▸ **PROBLEM DESCRIPTION**
Set down the lines of the data exactly, starting at the first and stopping after the line containing "- This is the".

▸ **INFORMATION SHOWN**

PR #59608, opened 2024-08-12
fix(59587): permit trailing commas in type parameter printing

### LINKED ISSUE #59587: Printer introduces syntax error into .tsx files
### 🔎 Search Terms

tsx printer printing syntax error generic type parameter

- This is the behavior in every version I tried.
- Bug occurs here in the TypeScript source code: https://github.com/microsoft/TypeScript/blob/4b12d82b6bb4c8e2ad7df3219ae7282e360e62f9/src/compiler/emitter.ts#L4507-L4512

### ⏯ Playground Link

https://github.com/maxpatiiuk/typescript-printer-tsx-syntax-error

### 💻 Code

```js
import ts from 'typescript';

const sourceCode = 'export const id = <T,>(id: T): T => id';
const sourceFile = ts.createSourceFile(
  'index.tsx',
  sourceCode,
  ts.ScriptTarget.Latest,
  undefined,
  ts.ScriptKind.TSX
);

const printer = ts.createPrinter();
const printed = printer.printFile(sourceFile);

console.log('Original:');
console.log(sourceCode); // 'export const id = <T,>(id: T): T => id;'
console.log('Printed:');
console.log(printed); // 'export const id = <T>(id: T): T => id;'

```

### 🙁 Actual behavior

The printer removes trailing comma from the generic type parameters list.
That trailing comma is crucial to correctly parse the `.tsx` files. See how without it TypeScript (and ESBuilt and others) are reporting a syntax error: https://www.typescriptlang.org/play/?target=99#code/KYDwDg9gTgLgBAYwgOwM7wEbAGbWABSgEtl4BeOAHgBUAaAPgAoiATALjmoEoPq4z6cVgChQkWIhTo4AQ2wxgUQiXJVqTVrx6d+g1kA

### 🙂 Expected behavior

When generic type parameters are used in `.tsx` files, the list must end with `,` to disambiguate the syntax from jsx opening tag

See also https://github.com/microsoft/TypeScript/issues/15713

a-tarasyuk:
Fixes #59587

### DIFF
--- a/src/compiler/types.ts
+++ b/src/compiler/types.ts
@@ -10013,7 +10013,7 @@ export const enum ListFormat {
     SourceFileStatements = MultiLine | NoTrailingNewLine,
     Decorators = MultiLine | Optional | SpaceAfterList,
     TypeArguments = CommaDelimited | SpaceBetweenSiblings | SingleLine | AngleBrackets | Optional,
-    TypeParameters = CommaDelimited | SpaceBetweenSiblings | SingleLine | AngleBrackets | Optional,
+    TypeParameters = CommaDelimited | SpaceBetweenSiblings | SingleLine | AngleBrackets | Optional | AllowTrailingComma,
     Parameters = CommaDelimited | SpaceBetweenSiblings | SingleLine | Parenthesis,
     IndexSignatureParameters = CommaDelimited | SpaceBetweenSiblings | SingleLine | Indented | SquareBrackets,
     JSDocComment = MultiLine | AsteriskDelimited,
--- a/src/testRunner/unittests/printer.ts
+++ b/src/testRunner/unittests/printer.ts
@@ -100,6 +100,16 @@ describe("unittests:: PrinterAPI", () => {
                 ts.ScriptKind.TSX,
             ));
         });
+
+        printsCorrectly("typeParameters", {}, printer => {
+            return printer.printFile(ts.createSourceFile(
+                "source.tsx",
+                String.raw`export const id = <T,>(id: T): T => id;`,
+                ts.ScriptTarget.Latest,
+                /*setParentNodes*/ undefined,
+                ts.ScriptKind.TSX,
+            ));
+        });
     });
 
     describe("No duplicate ref directives when emiting .d.ts->.d.ts", () => {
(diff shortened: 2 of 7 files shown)


src/compiler/types.ts
```diff
@@ -10013,7 +10013,7 @@ export const enum ListFormat {
     SourceFileStatements = MultiLine | NoTrailingNewLine,
     Decorators = MultiLine | Optional | SpaceAfterList,
     TypeArguments = CommaDelimited | SpaceBetweenSiblings | SingleLine | AngleBrackets | Optional,
```
jakebailey, line 10015: Can this happen with type arguments within JSX too?

src/compiler/types.ts
```diff
@@ -10013,7 +10013,7 @@ export const enum ListFormat {
     SourceFileStatements = MultiLine | NoTrailingNewLine,
     Decorators = MultiLine | Optional | SpaceAfterList,
     TypeArguments = CommaDelimited | SpaceBetweenSiblings | SingleLine | AngleBrackets | Optional,
-    TypeParameters = CommaDelimited | SpaceBetweenSiblings | SingleLine | AngleBrackets | Optional,
+    TypeParameters = CommaDelimited | SpaceBetweenSiblings | SingleLine | AngleBrackets | Optional | AllowTrailingComma,
```
a-tarasyuk, line 10016: @weswigham is it acceptable to allow a trailing comma in all type parameters if it exists, or is it better to exclude it in certain cases?

src/compiler/types.ts
weswigham: No - it's a quirk of lambda parsing that they require a `,` , an `extends`, or a `=` clause to disambiguate them from a jsx tag.

src/compiler/types.ts
weswigham: https://github.com/microsoft/TypeScript/pull/59612 - definitely only want it for arrow functions. The trailing comma looks odd everywhere, but is only syntactically required for some arrows.

a-tarasyuk: @weswigham ok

▸ **OUTPUT OF THE TASK**
PR #59608, opened 2024-08-12
fix(59587): permit trailing commas in type parameter printing

### LINKED ISSUE #59587: Printer introduces syntax error into .tsx files
### 🔎 Search Terms

tsx printer printing syntax error generic type parameter

- This is the behavior in every version I tried.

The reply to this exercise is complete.